"""

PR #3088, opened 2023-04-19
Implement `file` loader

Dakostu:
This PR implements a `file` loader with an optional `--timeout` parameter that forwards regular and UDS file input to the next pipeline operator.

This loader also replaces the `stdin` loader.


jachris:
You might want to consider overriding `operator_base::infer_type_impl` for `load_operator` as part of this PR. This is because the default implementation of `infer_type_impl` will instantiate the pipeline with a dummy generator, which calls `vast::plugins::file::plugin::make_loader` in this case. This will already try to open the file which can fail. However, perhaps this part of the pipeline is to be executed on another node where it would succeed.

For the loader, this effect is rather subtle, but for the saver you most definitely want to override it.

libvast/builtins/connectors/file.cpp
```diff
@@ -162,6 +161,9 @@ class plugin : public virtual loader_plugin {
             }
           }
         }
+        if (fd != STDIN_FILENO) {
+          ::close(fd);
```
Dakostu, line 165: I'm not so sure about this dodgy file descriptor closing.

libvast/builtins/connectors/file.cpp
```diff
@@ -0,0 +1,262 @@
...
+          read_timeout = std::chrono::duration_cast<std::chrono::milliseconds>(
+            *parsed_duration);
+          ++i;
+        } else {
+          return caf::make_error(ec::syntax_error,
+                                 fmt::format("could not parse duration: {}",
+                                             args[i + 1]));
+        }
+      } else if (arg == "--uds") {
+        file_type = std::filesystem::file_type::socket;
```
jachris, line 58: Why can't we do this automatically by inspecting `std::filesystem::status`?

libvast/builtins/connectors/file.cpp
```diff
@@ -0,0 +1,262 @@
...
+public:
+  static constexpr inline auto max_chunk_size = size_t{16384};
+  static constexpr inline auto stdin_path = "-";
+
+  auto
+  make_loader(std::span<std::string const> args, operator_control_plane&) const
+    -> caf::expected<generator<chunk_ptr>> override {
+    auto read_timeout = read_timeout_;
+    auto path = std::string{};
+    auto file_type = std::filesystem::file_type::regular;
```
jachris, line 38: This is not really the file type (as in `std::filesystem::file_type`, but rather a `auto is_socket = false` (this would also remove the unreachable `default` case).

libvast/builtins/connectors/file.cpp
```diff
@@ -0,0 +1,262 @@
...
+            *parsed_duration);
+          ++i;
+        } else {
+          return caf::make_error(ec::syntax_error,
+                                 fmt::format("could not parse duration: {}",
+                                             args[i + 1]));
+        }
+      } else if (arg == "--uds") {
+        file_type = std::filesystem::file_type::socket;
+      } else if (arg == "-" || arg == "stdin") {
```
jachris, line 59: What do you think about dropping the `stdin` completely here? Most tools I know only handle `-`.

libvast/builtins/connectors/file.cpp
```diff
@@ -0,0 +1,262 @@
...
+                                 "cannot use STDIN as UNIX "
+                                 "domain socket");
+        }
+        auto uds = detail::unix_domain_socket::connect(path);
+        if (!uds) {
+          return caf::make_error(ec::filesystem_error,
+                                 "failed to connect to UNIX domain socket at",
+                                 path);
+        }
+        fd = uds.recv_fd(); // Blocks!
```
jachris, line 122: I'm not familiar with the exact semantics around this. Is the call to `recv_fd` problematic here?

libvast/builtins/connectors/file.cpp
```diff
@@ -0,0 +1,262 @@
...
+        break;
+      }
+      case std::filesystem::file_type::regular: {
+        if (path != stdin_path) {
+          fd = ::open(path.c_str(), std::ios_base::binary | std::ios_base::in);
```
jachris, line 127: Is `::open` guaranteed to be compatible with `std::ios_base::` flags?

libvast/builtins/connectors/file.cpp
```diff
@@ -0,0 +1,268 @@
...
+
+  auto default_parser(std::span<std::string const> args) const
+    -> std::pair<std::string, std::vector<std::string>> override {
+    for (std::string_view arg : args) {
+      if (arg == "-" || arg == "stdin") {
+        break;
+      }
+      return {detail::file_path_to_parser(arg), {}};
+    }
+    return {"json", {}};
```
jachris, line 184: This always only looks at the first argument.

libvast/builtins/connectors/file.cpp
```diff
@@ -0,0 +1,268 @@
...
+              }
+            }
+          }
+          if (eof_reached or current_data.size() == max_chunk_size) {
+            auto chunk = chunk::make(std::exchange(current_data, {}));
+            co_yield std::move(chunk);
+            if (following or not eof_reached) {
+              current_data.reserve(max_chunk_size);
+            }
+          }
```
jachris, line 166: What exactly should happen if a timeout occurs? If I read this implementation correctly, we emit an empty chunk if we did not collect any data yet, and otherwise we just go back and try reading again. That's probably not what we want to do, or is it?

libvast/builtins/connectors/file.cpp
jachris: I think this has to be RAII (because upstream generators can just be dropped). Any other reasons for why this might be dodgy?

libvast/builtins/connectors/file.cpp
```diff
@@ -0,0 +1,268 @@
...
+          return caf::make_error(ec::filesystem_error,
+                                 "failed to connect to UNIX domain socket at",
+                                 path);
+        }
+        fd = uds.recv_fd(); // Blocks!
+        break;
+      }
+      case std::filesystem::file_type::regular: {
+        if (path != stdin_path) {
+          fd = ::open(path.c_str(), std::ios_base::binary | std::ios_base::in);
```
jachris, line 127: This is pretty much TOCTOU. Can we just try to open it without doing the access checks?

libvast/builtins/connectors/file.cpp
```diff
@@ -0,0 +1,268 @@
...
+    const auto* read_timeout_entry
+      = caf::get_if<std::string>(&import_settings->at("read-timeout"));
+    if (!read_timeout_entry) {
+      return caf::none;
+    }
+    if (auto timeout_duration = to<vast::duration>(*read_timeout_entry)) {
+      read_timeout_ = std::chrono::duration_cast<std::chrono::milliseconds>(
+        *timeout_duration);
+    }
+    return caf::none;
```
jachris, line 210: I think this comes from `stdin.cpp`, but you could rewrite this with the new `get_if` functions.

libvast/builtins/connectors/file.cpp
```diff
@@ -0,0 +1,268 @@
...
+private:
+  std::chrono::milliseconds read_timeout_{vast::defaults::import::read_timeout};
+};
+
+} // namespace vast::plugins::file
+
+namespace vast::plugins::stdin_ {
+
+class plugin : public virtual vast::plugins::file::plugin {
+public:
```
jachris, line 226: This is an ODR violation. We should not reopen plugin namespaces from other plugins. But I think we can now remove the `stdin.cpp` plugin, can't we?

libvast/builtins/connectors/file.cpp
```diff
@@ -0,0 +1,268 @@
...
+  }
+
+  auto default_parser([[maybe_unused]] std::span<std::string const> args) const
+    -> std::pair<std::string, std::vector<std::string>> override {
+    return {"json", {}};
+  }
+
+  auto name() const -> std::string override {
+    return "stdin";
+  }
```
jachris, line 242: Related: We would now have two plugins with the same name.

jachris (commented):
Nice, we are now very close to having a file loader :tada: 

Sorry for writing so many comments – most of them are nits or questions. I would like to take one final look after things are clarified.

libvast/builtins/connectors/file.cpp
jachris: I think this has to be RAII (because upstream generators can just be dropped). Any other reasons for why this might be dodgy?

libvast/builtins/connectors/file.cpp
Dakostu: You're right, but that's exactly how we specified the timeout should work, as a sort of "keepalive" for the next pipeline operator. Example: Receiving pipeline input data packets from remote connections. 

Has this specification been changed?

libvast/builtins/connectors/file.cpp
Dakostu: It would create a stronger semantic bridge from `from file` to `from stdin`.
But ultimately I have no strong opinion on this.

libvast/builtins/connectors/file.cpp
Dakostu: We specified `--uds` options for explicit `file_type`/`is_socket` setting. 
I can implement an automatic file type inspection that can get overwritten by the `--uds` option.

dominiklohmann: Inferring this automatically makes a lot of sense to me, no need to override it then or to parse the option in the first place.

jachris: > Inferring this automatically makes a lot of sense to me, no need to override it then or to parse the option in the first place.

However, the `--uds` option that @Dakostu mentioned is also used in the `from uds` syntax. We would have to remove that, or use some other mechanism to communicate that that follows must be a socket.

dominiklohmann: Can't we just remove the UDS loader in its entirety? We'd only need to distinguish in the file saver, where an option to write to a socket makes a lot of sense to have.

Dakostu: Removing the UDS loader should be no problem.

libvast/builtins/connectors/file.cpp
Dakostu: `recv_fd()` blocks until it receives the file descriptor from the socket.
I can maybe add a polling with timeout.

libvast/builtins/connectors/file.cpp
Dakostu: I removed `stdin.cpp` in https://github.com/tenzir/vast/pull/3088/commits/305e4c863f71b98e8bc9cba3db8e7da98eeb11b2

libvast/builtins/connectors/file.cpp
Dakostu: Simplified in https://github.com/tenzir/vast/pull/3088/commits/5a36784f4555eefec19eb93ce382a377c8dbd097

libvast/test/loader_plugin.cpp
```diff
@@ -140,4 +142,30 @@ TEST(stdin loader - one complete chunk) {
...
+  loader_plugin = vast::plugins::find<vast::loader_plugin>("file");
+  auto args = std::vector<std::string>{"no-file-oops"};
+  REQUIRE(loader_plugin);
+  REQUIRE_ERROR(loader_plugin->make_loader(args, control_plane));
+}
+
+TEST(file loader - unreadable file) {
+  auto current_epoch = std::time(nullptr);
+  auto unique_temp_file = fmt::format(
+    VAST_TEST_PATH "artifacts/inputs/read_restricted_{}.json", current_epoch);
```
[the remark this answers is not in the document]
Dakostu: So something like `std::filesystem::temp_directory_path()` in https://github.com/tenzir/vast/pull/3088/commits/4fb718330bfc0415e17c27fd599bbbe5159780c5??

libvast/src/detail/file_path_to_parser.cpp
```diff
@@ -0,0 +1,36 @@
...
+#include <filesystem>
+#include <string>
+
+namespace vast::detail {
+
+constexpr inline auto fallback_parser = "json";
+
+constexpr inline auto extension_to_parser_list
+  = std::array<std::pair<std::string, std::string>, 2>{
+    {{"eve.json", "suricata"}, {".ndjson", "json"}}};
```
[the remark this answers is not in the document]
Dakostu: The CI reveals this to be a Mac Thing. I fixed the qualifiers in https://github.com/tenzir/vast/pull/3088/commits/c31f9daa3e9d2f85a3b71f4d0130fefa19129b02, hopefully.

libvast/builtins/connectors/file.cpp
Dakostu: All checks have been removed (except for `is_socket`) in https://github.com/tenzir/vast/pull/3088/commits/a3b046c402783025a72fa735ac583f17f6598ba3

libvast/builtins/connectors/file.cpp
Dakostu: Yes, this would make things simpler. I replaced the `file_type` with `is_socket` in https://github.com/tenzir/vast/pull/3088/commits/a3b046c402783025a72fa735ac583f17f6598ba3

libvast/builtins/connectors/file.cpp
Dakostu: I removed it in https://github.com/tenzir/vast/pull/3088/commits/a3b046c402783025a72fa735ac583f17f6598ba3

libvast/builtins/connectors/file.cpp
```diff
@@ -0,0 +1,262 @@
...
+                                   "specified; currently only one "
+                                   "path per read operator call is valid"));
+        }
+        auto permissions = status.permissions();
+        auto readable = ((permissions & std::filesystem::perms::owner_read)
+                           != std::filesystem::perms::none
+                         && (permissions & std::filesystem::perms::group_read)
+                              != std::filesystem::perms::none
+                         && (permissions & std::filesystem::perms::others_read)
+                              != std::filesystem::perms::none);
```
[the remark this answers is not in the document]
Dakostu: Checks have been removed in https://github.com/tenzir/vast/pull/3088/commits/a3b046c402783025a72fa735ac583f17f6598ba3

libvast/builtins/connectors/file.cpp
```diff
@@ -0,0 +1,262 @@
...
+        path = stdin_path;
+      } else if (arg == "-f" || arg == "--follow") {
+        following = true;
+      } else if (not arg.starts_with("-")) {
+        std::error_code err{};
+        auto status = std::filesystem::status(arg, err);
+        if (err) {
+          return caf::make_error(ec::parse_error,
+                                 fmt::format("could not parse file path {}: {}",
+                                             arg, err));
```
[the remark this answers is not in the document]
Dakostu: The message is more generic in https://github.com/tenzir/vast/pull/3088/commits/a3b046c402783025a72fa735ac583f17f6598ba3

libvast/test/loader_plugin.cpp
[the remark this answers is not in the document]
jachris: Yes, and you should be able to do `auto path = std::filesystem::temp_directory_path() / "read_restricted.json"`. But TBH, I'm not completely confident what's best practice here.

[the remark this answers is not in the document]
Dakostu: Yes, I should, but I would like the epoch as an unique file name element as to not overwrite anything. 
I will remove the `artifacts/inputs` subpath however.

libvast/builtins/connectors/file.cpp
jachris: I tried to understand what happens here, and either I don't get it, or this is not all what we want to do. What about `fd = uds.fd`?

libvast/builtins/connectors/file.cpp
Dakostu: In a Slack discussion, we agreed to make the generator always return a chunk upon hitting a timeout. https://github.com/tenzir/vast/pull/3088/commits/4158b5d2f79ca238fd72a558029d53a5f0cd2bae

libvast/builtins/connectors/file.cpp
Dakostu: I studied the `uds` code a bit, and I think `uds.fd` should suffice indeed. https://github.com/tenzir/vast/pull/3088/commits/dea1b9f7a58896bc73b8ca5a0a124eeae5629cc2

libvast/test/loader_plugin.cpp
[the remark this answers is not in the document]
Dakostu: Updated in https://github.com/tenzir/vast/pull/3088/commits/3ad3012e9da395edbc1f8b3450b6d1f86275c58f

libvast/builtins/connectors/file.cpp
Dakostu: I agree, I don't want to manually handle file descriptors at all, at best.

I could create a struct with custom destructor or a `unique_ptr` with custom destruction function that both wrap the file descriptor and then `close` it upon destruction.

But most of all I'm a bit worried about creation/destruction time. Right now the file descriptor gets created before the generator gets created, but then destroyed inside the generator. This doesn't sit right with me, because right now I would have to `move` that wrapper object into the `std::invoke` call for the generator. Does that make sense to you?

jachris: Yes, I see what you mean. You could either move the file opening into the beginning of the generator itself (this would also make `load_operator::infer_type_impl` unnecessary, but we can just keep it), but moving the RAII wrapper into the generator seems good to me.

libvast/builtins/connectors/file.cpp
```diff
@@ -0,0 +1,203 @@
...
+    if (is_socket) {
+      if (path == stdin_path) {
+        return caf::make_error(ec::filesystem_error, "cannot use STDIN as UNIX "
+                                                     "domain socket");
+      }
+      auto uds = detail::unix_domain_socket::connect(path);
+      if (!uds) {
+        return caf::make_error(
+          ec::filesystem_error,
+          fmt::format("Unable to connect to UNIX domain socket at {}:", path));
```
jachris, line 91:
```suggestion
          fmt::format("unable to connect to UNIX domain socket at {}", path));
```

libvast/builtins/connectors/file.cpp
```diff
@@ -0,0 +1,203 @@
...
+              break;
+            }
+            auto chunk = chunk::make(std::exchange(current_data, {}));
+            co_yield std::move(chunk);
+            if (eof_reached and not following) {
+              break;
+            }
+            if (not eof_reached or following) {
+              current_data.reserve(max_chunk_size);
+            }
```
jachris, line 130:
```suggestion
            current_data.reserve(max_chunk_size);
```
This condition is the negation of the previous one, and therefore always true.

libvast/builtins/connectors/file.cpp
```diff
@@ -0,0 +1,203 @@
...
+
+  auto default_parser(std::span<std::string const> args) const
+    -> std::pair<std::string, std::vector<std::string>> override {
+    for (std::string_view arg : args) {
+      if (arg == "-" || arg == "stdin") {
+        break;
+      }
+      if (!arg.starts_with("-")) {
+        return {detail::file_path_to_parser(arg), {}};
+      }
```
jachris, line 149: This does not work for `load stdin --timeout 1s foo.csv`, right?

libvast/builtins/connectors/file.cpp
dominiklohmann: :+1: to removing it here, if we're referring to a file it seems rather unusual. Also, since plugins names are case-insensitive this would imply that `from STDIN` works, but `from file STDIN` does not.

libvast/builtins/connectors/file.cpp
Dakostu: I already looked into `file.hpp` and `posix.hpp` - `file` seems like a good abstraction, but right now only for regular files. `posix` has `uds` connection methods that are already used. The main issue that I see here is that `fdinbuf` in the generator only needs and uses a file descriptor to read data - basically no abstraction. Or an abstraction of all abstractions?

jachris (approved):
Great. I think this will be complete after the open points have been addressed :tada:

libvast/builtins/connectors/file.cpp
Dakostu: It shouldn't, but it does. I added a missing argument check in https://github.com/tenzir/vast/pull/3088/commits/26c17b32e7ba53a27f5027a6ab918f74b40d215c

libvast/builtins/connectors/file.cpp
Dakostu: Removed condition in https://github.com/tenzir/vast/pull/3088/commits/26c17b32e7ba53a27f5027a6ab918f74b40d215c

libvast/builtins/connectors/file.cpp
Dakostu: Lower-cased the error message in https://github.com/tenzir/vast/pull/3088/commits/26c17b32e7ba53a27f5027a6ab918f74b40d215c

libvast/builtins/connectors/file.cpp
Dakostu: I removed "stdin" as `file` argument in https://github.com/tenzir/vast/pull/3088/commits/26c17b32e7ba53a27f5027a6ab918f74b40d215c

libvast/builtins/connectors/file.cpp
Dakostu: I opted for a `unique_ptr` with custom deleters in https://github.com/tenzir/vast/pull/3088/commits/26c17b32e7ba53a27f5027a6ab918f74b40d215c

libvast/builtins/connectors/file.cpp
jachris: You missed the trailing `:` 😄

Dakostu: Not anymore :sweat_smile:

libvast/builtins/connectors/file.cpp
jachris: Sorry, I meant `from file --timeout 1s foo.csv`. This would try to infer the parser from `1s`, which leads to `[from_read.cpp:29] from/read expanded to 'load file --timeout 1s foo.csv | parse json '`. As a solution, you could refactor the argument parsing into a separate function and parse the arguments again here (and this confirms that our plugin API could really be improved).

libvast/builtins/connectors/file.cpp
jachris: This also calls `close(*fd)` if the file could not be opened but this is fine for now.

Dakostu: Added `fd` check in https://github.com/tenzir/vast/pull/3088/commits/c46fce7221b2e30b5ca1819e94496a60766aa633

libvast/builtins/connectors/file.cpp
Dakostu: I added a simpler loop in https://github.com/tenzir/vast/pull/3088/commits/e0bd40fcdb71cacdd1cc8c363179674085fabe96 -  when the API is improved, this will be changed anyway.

"""

■ **Aim of the exercise**
Return, from the data, each line where the string "static" occurs.

■ **Response**
+  static constexpr inline auto max_chunk_size = size_t{16384};
+  static constexpr inline auto stdin_path = "-";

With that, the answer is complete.